* Your assignment *
Your answer should be the lines below from the one with "[control cancelTrackingWithEvent:event];" to the one with "withVelocity:[recognizer velocityInView:recognizer.view.window]", both included, given again exactly and with nothing added.

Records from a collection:
——
PR #2713, opened 2024-01-04
Fix macOS warning message 

jfedak:
## Description

This PR just fix a message in native view handler warning. 

## Test plan

n/a

### DIFF
--- a/apple/Handlers/RNNativeViewHandler.mm
+++ b/apple/Handlers/RNNativeViewHandler.mm
@@ -216,7 +216,7 @@
 
 - (instancetype)initWithTag:(NSNumber *)tag
 {
-  RCTLogWarn(@"Manual gesture handler is not supported on macOS");
+  RCTLogWarn(@"Native view gesture handler is not supported on macOS");
   if ((self = [super initWithTag:tag])) {
     _recognizer = [NSGestureRecognizer alloc];
   }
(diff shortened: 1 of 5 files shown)


apple/Handlers/RNNativeViewHandler.mm
```diff
@@ -216,7 +216,7 @@ @implementation RNNativeViewGestureHandler
 
 - (instancetype)initWithTag:(NSNumber *)tag
 {
-  RCTLogWarn(@"Manual gesture handler is not supported on macOS");
+  RCTLogWarn(@"Native view gesture handler is not supported on macOS");
```
m-bert, line 219: I think this looks better. Let me know what you think.

```suggestion
  RCTLogWarn(@"NativeViewGestureHandler is not supported on macOS");
```

m-bert (approved):
Good catch. Also, I think that using convention like in suggestion below looks a bit better, but since all other warnings use spaces, I'll leave it up to you to decide.

apple/Handlers/RNNativeViewHandler.mm
jfedak: Yup, imo it looks better for long names. When I wrote code for warnings for the first time I followed the message from hover handler on tvOS, but now I see that we do different for force touch (one single word).

j-piasecki: Yeah, it looks nicer. I'm fine with both, merging this one and changing them all in a follow-up, or just changing them in this PR.

j-piasecki (approved):

m-bert (approved):

PR #2715, opened 2024-01-04
fix(worklet): fix workletization of touch event gesture callbacks

computerjazz:
## Description

Workletized touch event gesture callbacks were causing Reanimated errors to be thrown in RN 73 (Expo 50 beta).
Not sure if this is a bug in RNGH or Reanimated, but moving the function definition outside of the object seems to fix the issue (sounds like a bug in the reanimated babel plugin if nested functions should be able to be workiletized?)

Fixes https://github.com/software-mansion/react-native-reanimated/issues/5555

This case was previously broken:

```tsx
function Demo() {

  panGesture.onTouchesMove((evt, mgr) => {
    'worklet'
    console.log('move!!')
  })

  return (
    <GestureHandlerRootView style={{ flex: 1, backgroundColor: 'seashell' }}>
        <Animated.View style={{ flex: 1 }} />
      </GestureDetector>
    </GestureHandlerRootView>
  )
}
```

### DIFF
--- a/src/handlers/gestures/gestureStateManager.ts
+++ b/src/handlers/gestures/gestureStateManager.ts
@@ -18,8 +18,7 @@ const warningMessage = tagMessage(
 const REANIMATED_AVAILABLE = Reanimated?.useSharedValue !== undefined;
 const setGestureState = Reanimated?.setGestureState;
 
-export const GestureStateManager = {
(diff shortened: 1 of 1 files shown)


j-piasecki (approved):
Thanks!

PR #2728, opened 2024-01-21
handle case when setImmediate is not available in the browser

flyingart:
## Description

I found some cases, when setImmediate is not available (f.ex in Coherent browser). This "workaround" seems to solve the issue. I didn't find more places where similar tweak is needed.

## Test plan

Make sure that everything works like before.


m-bert:
Hi @flyingart! Thanks for this PR!

> Coherent browser

Do you mean Coherent GT? I have to admit that I'm not familiar with this one.

> I didn't find more places where similar tweak is needed

This change should be sufficient, as all other calls for `queueMicrotask`/`setImmediate` use `ghQueueMicrotask` wrapper.

j-piasecki:
This file was updated to use also `requestAnimationFrame`, I'll close the PR for now. If this doesn't solve your case, let me know. https://github.com/software-mansion/react-native-gesture-handler/blob/6c16cf2b9cda35b7891f4d7841c0a9884ff664a6/src/ghQueueMicrotask.ts#L3-L8

PR #2741, opened 2024-02-02
Change functions in windows module file to no-ops.

m-bert:
## Description

A while ago we added `RNGestureHandlerModule.windows.ts` file, to allow usage of our library on Windows. The problem is that it was an exact copy of `.web.ts` file, therefore `HTMLElement` is not defined. This PR changes all functions inside this module file into no-ops, so that applications will build correctly. 

## Test plan

Confirmed that app builds correctly on Windows


j-piasecki (approved):
Don't forget to update the title and description 😅

PR #2757, opened 2024-02-12
Pass `{ flex: 1 }` as default style to `GestureHandlerRootView`

kacperkapusciak:
## Description
Adding `{ flex: 1 }` style is [described in the installation docs](https://docs.swmansion.com/react-native-gesture-handler/docs/fundamentals/installation#js) but I _always_ forget to add it when creating a new app that uses gestures. I think others developers can relate.

This PR adds a `{ flex: 1 }`  fallback style to `GestureHandlerRootView` so users won't see a blank screen when they wrap their app with `GestureHandlerRootView`. 
 
## Test plan

Run an example app

### DIFF
--- a/example/src/App.tsx
+++ b/example/src/App.tsx
@@ -161,7 +161,7 @@ const Stack = createStackNavigator<RootStackParamList>();
 
 export default function App() {
   return (
-    <GestureHandlerRootView style={styles.root}>
+    <GestureHandlerRootView>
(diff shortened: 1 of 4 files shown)


j-piasecki (approved):

m-bert (approved):
❤️

m-bert (approved):

PR #2760, opened 2024-02-16
Add `pointerType` to event

m-bert:

### DIFF
--- a/apple/Handlers/RNHoverHandler.m
+++ b/apple/Handlers/RNHoverHandler.m
@@ -155,7 +155,8 @@ API_AVAILABLE(ios(13.4))
 - (RNGestureHandlerEventExtraData *)eventExtraData:(UIGestureRecognizer *)recognizer
 {
   return [RNGestureHandlerEventExtraData forPosition:[recognizer locationInView:recognizer.view]
-                                withAbsolutePosition:[recognizer locationInView:recognizer.view.window]];
+                                withAbsolutePosition:[recognizer locationInView:recognizer.view.window]
+                                     withPointerType:UITouchTypePencil];
 }
 
 @end
--- a/apple/Handlers/RNNativeViewHandler.mm
+++ b/apple/Handlers/RNNativeViewHandler.mm
@@ -39,6 +39,7 @@
 
 - (void)touchesBegan:(NSSet<RNGHUITouch *> *)touches withEvent:(UIEvent *)event
 {
+  [_gestureHandler setCurrentPointerType:event];
   [_gestureHandler.pointerTracker touchesBegan:touches withEvent:event];
 }
 
@@ -148,21 +149,21 @@
 
   [self sendEventsInState:RNGestureHandlerStateActive
            forViewWithTag:sender.reactTag
-            withExtraData:[RNGestureHandlerEventExtraData forPointerInside:YES]];
+            withExtraData:[RNGestureHandlerEventExtraData forPointerInside:YES withPointerType:_pointerType]];
 }
 
 - (void)handleTouchUpOutside:(UIView *)sender forEvent:(UIEvent *)event
 {
   [self sendEventsInState:RNGestureHandlerStateEnd
            forViewWithTag:sender.reactTag
-            withExtraData:[RNGestureHandlerEventExtraData forPointerInside:NO]];
+            withExtraData:[RNGestureHandlerEventExtraData forPointerInside:NO withPointerType:_pointerType]];
 }
 
 - (void)handleTouchUpInside:(UIView *)sender forEvent:(UIEvent *)event
 {
   [self sendEventsInState:RNGestureHandlerStateEnd
            forViewWithTag:sender.reactTag
-            withExtraData:[RNGestureHandlerEventExtraData forPointerInside:YES]];
+            withExtraData:[RNGestureHandlerEventExtraData forPointerInside:YES withPointerType:_pointerType]];
 }
 
 - (void)handleDragExit:(UIView *)sender forEvent:(UIEvent *)event
@@ -173,11 +174,11 @@
     [control cancelTrackingWithEvent:event];
     [self sendEventsInState:RNGestureHandlerStateEnd
              forViewWithTag:sender.reactTag
-              withExtraData:[RNGestureHandlerEventExtraData forPointerInside:NO]];
+              withExtraData:[RNGestureHandlerEventExtraData forPointerInside:NO withPointerType:_pointerType]];
   } else {
     [self sendEventsInState:RNGestureHandlerStateActive
              forViewWithTag:sender.reactTag
-              withExtraData:[RNGestureHandlerEventExtraData forPointerInside:NO]];
+              withExtraData:[RNGestureHandlerEventExtraData forPointerInside:NO withPointerType:_pointerType]];
   }
 }
 
@@ -185,14 +186,14 @@
 {
   [self sendEventsInState:RNGestureHandlerStateActive
            forViewWithTag:sender.reactTag
-            withExtraData:[RNGestureHandlerEventExtraData forPointerInside:YES]];
+            withExtraData:[RNGestureHandlerEventExtraData forPointerInside:YES withPointerType:_pointerType]];
 }
 
 - (void)handleTouchCancel:(UIView *)sender forEvent:(UIEvent *)event
 {
   [self sendEventsInState:RNGestureHandlerStateCancelled
            forViewWithTag:sender.reactTag
-            withExtraData:[RNGestureHandlerEventExtraData forPointerInside:NO]];
+            withExtraData:[RNGestureHandlerEventExtraData forPointerInside:NO withPointerType:_pointerType]];
 }
 
 @end
--- a/apple/Handlers/RNPanHandler.m
+++ b/apple/Handlers/RNPanHandler.m
@@ -187,6 +187,7 @@
 
 - (void)touchesBegan:(NSSet<RNGHUITouch *> *)touches withEvent:(UIEvent *)event
 {
+  [_gestureHandler setCurrentPointerType:event];
   // super call was moved to interactionsBegan method to keep the
   // original order of calls
   [self interactionsBegan:touches withEvent:event];
@@ -409,7 +410,8 @@
                            withAbsolutePosition:[recognizer locationInView:recognizer.view.window]
                                 withTranslation:[recognizer translationInView:recognizer.view.window]
                                    withVelocity:[recognizer velocityInView:recognizer.view.window]
-                            withNumberOfTouches:recognizer.numberOfTouches];
+                            withNumberOfTouches:recognizer.numberOfTouches
+                                withPointerType:_pointerType];
 }
 #endif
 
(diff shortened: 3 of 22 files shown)


apple/Handlers/RNHoverHandler.m
```diff
@@ -155,7 +155,8 @@ - (void)configure:(NSDictionary *)config
 - (RNGestureHandlerEventExtraData *)eventExtraData:(UIGestureRecognizer *)recognizer
 {
   return [RNGestureHandlerEventExtraData forPosition:[recognizer locationInView:recognizer.view]
-                                withAbsolutePosition:[recognizer locationInView:recognizer.view.window]];
+                                withAbsolutePosition:[recognizer locationInView:recognizer.view.window]
+                                     withPointerType:UITouchTypePencil];
```
j-piasecki, line 159: Hover also works with mouse

apple/RNGestureHandler.h
```diff
@@ -87,4 +89,10 @@
 - (void)sendEvent:(nonnull RNGestureHandlerStateChange *)event;
 - (void)sendTouchEventInState:(RNGestureHandlerState)state forViewWithTag:(nonnull NSNumber *)reactTag;
 
+#if !TARGET_OS_OSX
+- (void)setCurrentPointerType:(nonnull UIEvent *)event;
+#else
+- (void)setCurrentPointerType;
```
j-piasecki, line 95: Can we use a different name for macos that somehow suggests that it will be mouse?

src/web/handlers/GestureHandler.ts
```diff
@@ -38,7 +40,7 @@ export default abstract class GestureHandler {
   protected awaiting = false;
   protected active = false;
   protected shouldResetProgress = false;
-  protected pointerType: PointerType = PointerType.NONE;
+  protected pointerType: WebPointerType = WebPointerType.NONE;
```
j-piasecki, line 43: Wouldn't it make more sense to just use `PointerType` and remove `WebPointerType` entirely at this point? You could just map it when building an intermediate event instead of having two separate enums doing exactly the same thing.

.github/workflows/ios-build.yml
```diff
@@ -29,6 +29,10 @@ jobs:
         with:
           node-version: 18
           cache: 'yarn'
+      - name: setup-cocoapods
+        uses: maxim-lobanov/setup-cocoapods@v1
+        with:
+          version: 1.15.2
```
j-piasecki, line 35: This looks like something that should be in a separate PR.

m-bert: Sure, [here it is](https://github.com/software-mansion/react-native-gesture-handler/pull/2765). I will remove these lines after we merge it.

src/web/handlers/GestureHandler.ts
m-bert: Done in [407bbbe](https://github.com/software-mansion/react-native-gesture-handler/pull/2760/commits/407bbbe216a9c60db9fa1460c5e3216dd9ebfd4b)

apple/Handlers/RNPanHandler.m
```diff
@@ -9,6 +9,8 @@
 #import "RNPanHandler.h"
 
 #if TARGET_OS_OSX
+#import "RNGestureHandlerPointerType.h"
```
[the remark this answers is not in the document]
m-bert: Done in [846cfbf](https://github.com/software-mansion/react-native-gesture-handler/pull/2760/commits/846cfbff68ee1a63c2d6f37ce7f067b1ce9c87bd)

apple/RNGestureHandler.h
m-bert: Done in [adbdf3c](https://github.com/software-mansion/react-native-gesture-handler/pull/2760/commits/adbdf3c613917eccbecff1b5bb3257b8bb0d0d6d)

apple/Handlers/RNHoverHandler.m
m-bert: Currently we don't have option to distinguish between `mouse` and `apple pen` on iOS. I suggest leaving is as it is and describing this behavior in docs.

apple/Handlers/RNNativeViewHandler.mm
```diff
@@ -148,21 +149,21 @@ - (void)handleTouchDown:(UIView *)sender forEvent:(UIEvent *)event
 
   [self sendEventsInState:RNGestureHandlerStateActive
            forViewWithTag:sender.reactTag
-            withExtraData:[RNGestureHandlerEventExtraData forPointerInside:YES]];
+            withExtraData:[RNGestureHandlerEventExtraData forPointerInside:YES withPointerType:_pointerType]];
```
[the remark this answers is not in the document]
m-bert: Set in [711becb](https://github.com/software-mansion/react-native-gesture-handler/pull/2760/commits/711becb19782f076bc4e2c147e0780e0609c38f5)

NiuGuohui:
Can you support other point data? For example, pressure.

android/src/main/java/com/swmansion/gesturehandler/core/GestureHandler.kt
```diff
@@ -378,6 +380,11 @@ open class GestureHandler<ConcreteGestureHandlerT : GestureHandler<ConcreteGestu
     lastAbsolutePositionY = GestureUtils.getLastPointerY(adaptedTransformedEvent, true)
     lastEventOffsetX = adaptedTransformedEvent.rawX - adaptedTransformedEvent.x
     lastEventOffsetY = adaptedTransformedEvent.rawY - adaptedTransformedEvent.y
+
+    if (sourceEvent.action == MotionEvent.ACTION_DOWN || sourceEvent.action == MotionEvent.ACTION_HOVER_ENTER || sourceEvent.action == MotionEvent.ACTION_HOVER_MOVE) {
```
jfedak, line 384: (just for clarification) I assume there is no need to set type of pointer on `MotionEvent.ACTION_HOVER_EXIT` right?

apple/RNGestureHandler.m
```diff
@@ -176,6 +176,38 @@ - (void)setEnabled:(BOOL)enabled
...
 }
 
+#if !TARGET_OS_OSX
+- (void)setCurrentPointerType:(UIEvent *)event
+{
+  UITouch *touch = [[event allTouches] anyObject];
+
+  switch (touch.type) {
+    case UITouchTypeDirect:
+      _pointerType = RNGestureHandlerTouch;
```
jfedak, line 186: There is a small difference between naming on Android and iOS. On Android we call this type of pointer `POINTER_TYPE_FINGER` and here it's called `RNGestureHandlerTouch`. Do we want to rename to something like `POINTER_TYPE_TOUCH` or `RNGestureHandlerFinder`?

src/web/tools/PointerEventManager.ts
```diff
@@ -1,13 +1,13 @@
...
-  PointerType,
-} from '../interfaces';
+import { AdaptedEvent, EventTypes, MouseButton } from '../interfaces';
 import EventManager from './EventManager';
-import { isPointerInBounds } from '../utils';
+import { PointerTypeMapping, isPointerInBounds } from '../utils';
+import { PointerType } from '../../PointerType';
 
 const POINTER_CAPTURE_EXCLUDE_LIST = new Set<string>(['SELECT', 'INPUT']);
+const PointerTypes = {
```
jfedak, line 7: Basically same thing here, sometimes we use names like `touch/pen` while in other cases we use names like `finger/stylus`.

jfedak (commented):
Some minor comments, as everything else seems to be allright.

jfedak:
Also one more thing (according to our last week talk). It seems that it's possible to have other pointer types than just mouse on macOS, but we didn't manage to get any of them in our case. Maybe it would be possible if we implement methods like `tabletPoint` or `tabletProximity` in our handlers, but it's more related to all macOS stuff and shouldn't be considered here.

apple/RNGestureHandler.m
m-bert: I think it would make sense to stick to `touch`.

src/web/tools/PointerEventManager.ts
m-bert: Here `pen` is used because this is what we get inside `PointerEvents`. I could change it to `PointerTypes.Stylus` to match our convention. What do you think?

android/src/main/java/com/swmansion/gesturehandler/core/GestureHandler.kt
m-bert: Yes, I don't think we need to set that on exit. The main idea was to set this variable when gesture receives first event (inside `onPointerDown` on web, `touchesBegan` on iOS, etc.). 

Now I see that in `NativeViewGestureHandler` on iOS i call `setCurrentPointerType` also on `TouchUp` methods. I will check if it is necessary.

apple/RNGestureHandler.m
m-bert: Android done in [025f549](https://github.com/software-mansion/react-native-gesture-handler/pull/2760/commits/025f5491ece30c8cae814d737d8589c466eb61e8).
Web done in [f74ce39](https://github.com/software-mansion/react-native-gesture-handler/pull/2760/commits/f74ce39c515e028d889eee9f27a1de348364624a).

android/src/main/java/com/swmansion/gesturehandler/core/GestureHandler.kt
m-bert: As I said, I've tested that and it seems that we don't need most of those calls. I removed them in [ab677e2](https://github.com/software-mansion/react-native-gesture-handler/pull/2760/commits/ab677e27049ef754cb2c14a1f4fbdbe63dd18990). I've left one in `handleDragEnter` since I'm not sure when this method is called. If you know how to test it let me know, I'll be grateful, cc @j-piasecki.

src/web/tools/PointerEventManager.ts
m-bert: As we discussed earlier, I've changed that to `Stylus` in order to stay consistent with our inner convention. Done in [6a92b89](https://github.com/software-mansion/react-native-gesture-handler/pull/2760/commits/6a92b89b170d91af9e09f5ae4f7d5abbb5c434d9).

android/src/main/java/com/swmansion/gesturehandler/core/GestureHandler.kt
j-piasecki: `handleDragEnter` should be called when pointer moves into the view boundary without touching down. I'm not sure whether it requires to start drag inside the view (touch the view -> drag outside -> drag back inside) or not (touch outside the view -> drag into the view)

j-piasecki (approved):
LGTM, if all of @jfedak comments are addressed

android/src/main/java/com/swmansion/gesturehandler/core/GestureHandler.kt
m-bert: Okay, I've just checked that and it does require to start drag inside of view. Given that, I removed the line that sets `pointerType` inside that function in [77ab5ce](https://github.com/software-mansion/react-native-gesture-handler/pull/2760/commits/77ab5cecef9433dc6b08c4ca76a17cc9e3f76f7a).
——
* Written answer *
     [control cancelTrackingWithEvent:event];
     [self sendEventsInState:RNGestureHandlerStateEnd
              forViewWithTag:sender.reactTag
-              withExtraData:[RNGestureHandlerEventExtraData forPointerInside:NO]];
+              withExtraData:[RNGestureHandlerEventExtraData forPointerInside:NO withPointerType:_pointerType]];
   } else {
     [self sendEventsInState:RNGestureHandlerStateActive
              forViewWithTag:sender.reactTag
-              withExtraData:[RNGestureHandlerEventExtraData forPointerInside:NO]];
+              withExtraData:[RNGestureHandlerEventExtraData forPointerInside:NO withPointerType:_pointerType]];
   }
 }
 
@@ -185,14 +186,14 @@
 {
   [self sendEventsInState:RNGestureHandlerStateActive
            forViewWithTag:sender.reactTag
-            withExtraData:[RNGestureHandlerEventExtraData forPointerInside:YES]];
+            withExtraData:[RNGestureHandlerEventExtraData forPointerInside:YES withPointerType:_pointerType]];
 }
 
 - (void)handleTouchCancel:(UIView *)sender forEvent:(UIEvent *)event
 {
   [self sendEventsInState:RNGestureHandlerStateCancelled
            forViewWithTag:sender.reactTag
-            withExtraData:[RNGestureHandlerEventExtraData forPointerInside:NO]];
+            withExtraData:[RNGestureHandlerEventExtraData forPointerInside:NO withPointerType:_pointerType]];
 }
 
 @end
--- a/apple/Handlers/RNPanHandler.m
+++ b/apple/Handlers/RNPanHandler.m
@@ -187,6 +187,7 @@
 
 - (void)touchesBegan:(NSSet<RNGHUITouch *> *)touches withEvent:(UIEvent *)event
 {
+  [_gestureHandler setCurrentPointerType:event];
   // super call was moved to interactionsBegan method to keep the
   // original order of calls
   [self interactionsBegan:touches withEvent:event];
@@ -409,7 +410,8 @@
                            withAbsolutePosition:[recognizer locationInView:recognizer.view.window]
                                 withTranslation:[recognizer translationInView:recognizer.view.window]
                                    withVelocity:[recognizer velocityInView:recognizer.view.window]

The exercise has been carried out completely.